Critical Points CLINICAL INVESTIGATION
Patient data compared with control group of 11 subjects matched for age and walking speed.
Significant differences between pretrained patients and controls. Patients had
Effect of Retraining on Patient Symptoms
The patient symptoms before and after gait retraining were evaluated with the symptom rating scale of the Cincinnati Knee Rating System (see Chapter 44, The Cincinnati Knee Rating System). A statistically significant improvement occurred in the pain scale (0–10 points) from a mean of 1.6 ± 0.9 points before training to 4.8 ± 2.3 points after training (P < .05) and in the partial giving-way scale from a mean of 2.4 ± 0.9 points before training to 5.2 ± 2.3 points after training (P < .05). Four of the 5 patients improved from experiencing moderate pain and instability with daily activities before retraining to walking several hours per day without appreciable symptoms. Because of this improvement, 2 patients did not require ligament reconstructive surgery after retraining.

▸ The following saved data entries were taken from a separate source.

PR #292, opened 2018-07-13
fix: creating tx-history, tx-history paging, sending tx

tmchedlishvili:


src/main/models/wallet-setting.js
```diff
@@ -44,7 +44,7 @@ class WalletSetting extends BaseModel {
 				showDesktopNotifications: { type: 'integer' },
 				previousTransactionCount: { type: 'integer' },
 				txHistoryLastSyncedBlock: { type: 'integer' },
-				airDropCode: { type: 'integer' }
+				airDropCode: { type: ['integer', 'null'] }
```
sk91: @tmchedlishvili you said it should be string, no?

tmchedlishvili: @sk91 For now I don't know it exactly, it should be nullable definitely, so i added it.

PR #305, opened 2018-07-17
fix: log error for connecting to ledger screen

tmchedlishvili:


src/renderer/angular/controllers/commons/dialogs/connecting-to-ledger-controller.js
```diff
@@ -42,7 +42,7 @@ function ConnectingToLedgerController(
 				$rootScope.openChooseLedgerAddressDialog(accounts, ACCOUNTS_QUANTITY_PER_PAGE);
 			})
 			.catch(err => {
-				log.error(err);
+				log.error(err.message);
```
dfcowell: This doesn't log the stacktrace. @sk91 `log.error(err)` should work here, right?

tmchedlishvili: @dfcowell `log.error(err)` does't works, there is an error while logging the `err` object, 
so next line `onError();` newer be executed.
An issue is: connection to ledger screen is newer be disappeared when ledger is not well connected.

tmchedlishvili: @dfcowell Apparently the logging issue is fixed by another commit, so i'm closing this pull request.

PR #313, opened 2018-07-19
Feat/268 refactor id attributes

sk91:
related to #268


sk91:
selfkey-identity-attributes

A 32-year-old physical therapist with chronic ACL deficiency of the left knee had given up strenuous athletics in order to avoid ACL reconstruction. She had no pain, swelling, or giving-way for several years. The patient participated in a light recreational volleyball game and experienced a partial giving-way episode. She presented with increasing medial joint line pain and a feeling of knee instability and believed she required ACL reconstruction. The patient had a bilateral standing physiologic varus recurvatum and walked with marked varus recurvatum thrust to the left lower extremity (Fig. 34-11). She was unaware that her gait pattern had changed. and the obvious hyperextension thrust became readily apparent to her after it was revealed under examination. The patient underwent the gait-retraining program and adapted to a normal gait pattern. Within 3 weeks, her medial joint pain and instability symptoms resolved. She returned to her preinjury compensated status and had no further symptoms to warrant ACL reconstruction. Because she was a physical therapist and could understand the retraining program, she had a fast response.

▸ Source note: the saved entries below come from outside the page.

PR #316, opened 2018-07-20
refactor(services): organize files by modules WIP

sk91:
related to #268


src/blockchain/tx-history-service.js
```diff
@@ -0,0 +1,299 @@
...
+export const ETH_BALANCE_DIVIDER = new BigNumber(10 ** 18);
+export const ENDPOINT_CONFIG = {
+	1: { url: 'https://api.etherscan.io/api' },
+	3: { url: 'http://api-ropsten.etherscan.io/api' }
+};
+export const API_ENDPOINT = ENDPOINT_CONFIG[config.chainId].url;
+
+export let OFFSET = 1000;
+
+export const TX_LIST_ACTION = `?module=account&action=txlist&sort=asc&offset=${OFFSET}`;
```
tmchedlishvili: @sk91 can you update the entire file with current dev version please? 
https://github.com/SelfKeyFoundation/Identity-Wallet/blob/dev/src/main/controllers/tx-history-service.js

sk91:
rebased over dev

src/blockchain/tx-history-service.spec.js
```diff
@@ -0,0 +1,244 @@
...
+			expect(processed).toEqual(processedEthTransaction);
+		});
+		it('should process token transaction', async () => {
+			service = new TxHistoryService(web3ServiceMock);
+			let processed = _.omit(await service.processTx(tokenTransaction), 'createdAt');
+			expect(processed).toEqual(processedTokenTransaction);
+		});
+	});
+	xit('processTxHistory', () => {});
+	xit('getWalletSetting', () => {});
```
dfcowell: Are these TODOs?

src/exchanges/exchanges-service.js
```diff
@@ -0,0 +1,24 @@
...
+
+export class ExchangesService {
+	static async loadExchangeData() {
+		const response = await fetch(`${airtableBaseUrl}Exchanges`);
+
+		const responseBody = await response.json();
+
+		const exchanges = responseBody.Exchanges.filter(
+			row => row.data && row.data.fields.name
+		).map(row => ({
```
dfcowell: The data structure produced here seems a bit weird.

src/logger/logger.js
```diff
@@ -30,16 +30,21 @@ export class Logger {
...
+			args.shift(msg);
+			msg = '%2j';
+		}
 		args = args.map(e => (e instanceof Error ? errToStr(e) : e));
 		if (typeof msg === 'string') {
 			try {
 				msg = vsprintf(msg, args);
 			} catch (error) {
 				this.error(error);
+				this.error('could not format msg ' + msg);
```
dfcowell: We should prefer using template strings where possible.

src/main/main.js
```diff
@@ -1,18 +1,26 @@
 /* global __static */
```
dfcowell: This massive list of imports is a pretty good indicator that this file needs some refactoring in the future.

src/main/main.js
```diff
@@ -82,51 +88,41 @@ let isSecondInstance = electron.app.makeSingleInstance((commandLine, workingDire
...
 
-		const PriceService = require('./controllers/price-service');
-
-		const AirtableService = require('./controllers/airtable-service');
-
-		const LedgerService = require('./controllers/ledger-service')();
-		electron.app.ledgerService = new LedgerService();
+		const priceService = (electron.app.priceService = new PriceService());
 
+		electron.app.web3Service = new Web3Service();
```
dfcowell: We should get away from attaching all of these dependencies to the `electron` object.

src/renderer/angular/services/ledger.service.js
```diff
@@ -0,0 +1,88 @@
...
+const log = new Logger('LedgerService');
+const EthUnits = require('../classes/eth-units');
+const async = require('async');
+
+function LedgerService(RPCService, CommonService, Web3Service) {
+	'ngInject';
+
+	log.info('LedgerService Initialized');
+
+	class LedgerService {
```
dfcowell: We should try to move all of this device interaction logic out of the renderer and into the node process in the future. Having it tightly coupled to Angular and the presentation layer makes it hard to re-use for cases like the browser extension, where we might want to trigger transaction signing flows remotely.

src/exchanges/exchanges-service.js
sk91: how strange? an array of {name: ... , data: ...} I did not modify the schema

src/main/main.js
sk91: @dfcowell we have a plan already with @rodrigopavezi how to manage global dependancies, we'll do it in a separate issue

src/renderer/angular/services/ledger.service.js
sk91: it should not be here, probably a merge error. Fixing

src/main/main.js
sk91: yes, a massive one )

src/logger/logger.js
sk91: fixing

src/blockchain/tx-history-service-old.js
```diff
@@ -1,5 +1,5 @@
 'use strict';
-const { Logger } = require('common/logger');
+const { Logger } = require('logger/logger');
```
rodrigopavezi: @sk91 you know that common is shared between processes right? How will we access logger from the renderer one?

src/renderer/react/price-box/containers/price-box.js
```diff
@@ -1,6 +1,6 @@
 import { connect } from 'react-redux';
 import { CryptoPriceBox } from 'selfkey-ui';
-import { getLocale } from 'common/locale/selectors';
+import { getLocale } from 'locale/selectors';
```
rodrigopavezi: @sk91 here is the same. I think we should keep what is common between process on the common directory. Thoughts?

rodrigopavezi:
@sk91 another thing, can you bump the version to 0.1.0-beta?

src/exchanges/exchanges-service.js
dfcowell: I guess what I'm wondering is why we're doing this processing on the object in the first place. This is what the input/output (with fake field names because I'm not sure of the real ones) looks like:

```
// Input:

{ name: "foo", field1: "value", field2: "value" }

// Output:

{ name: "foo", data: { name: "foo", field1: "value", field2: "value" } }
```

Surely something like:

```
...
).map(row => row.data.fields)
```

would be more convenient than nesting the same data inside this "data" attribute.

Let's keep it with the existing schema for now. We can refactor later.

sk91: that's because it goes to sqlite, so data becomes the json field that stores a generic schema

A 38-year-old woman presented 1 year after a motor vehicle accident with a diagnosis of a PCL rupture. She experienced frequent instability and shifting episodes and severe medial joint line pain. Physical examination revealed marked quadriceps atrophy, 12 mm of increased posterior tibial translation, 10 mm of increased lateral joint opening, 15° of increased external tibial rotation, and a varus alignment. On standing alignment, the patient showed a varus position, but did not demonstrate a varus recurvatum. However, on walking with increased forces, a severe varus recurvatum occurred with every step (Fig. 34-12). The patient first underwent gait retraining to correct the varus thrust and rehabilitation for quadriceps muscle strengthening for 3 months. Then, an opening wedge osteotomy was performed to correct the varus osseous malalignment, followed 6 months later with a PCL and posterolateral reconstruction.
A 24-year-old woman presented 2 years after a motor vehicle accident with a severe gait abnormality and limp on the left lower extremity (Fig. 34-13). She had pain throughout the knee joint. Physical examination revealed complete deficiency of the PCL and posterolateral structures. The patient had seen three other orthopaedic surgeons who were all reluctant to perform surgery owing to the severe gait abnormality and lower extremity muscle atrophy. She required 6 months of gait retraining. Although she was never fully able to control her knee stability, she did experience marked improvement and could consciously control the severe varus recurvatum.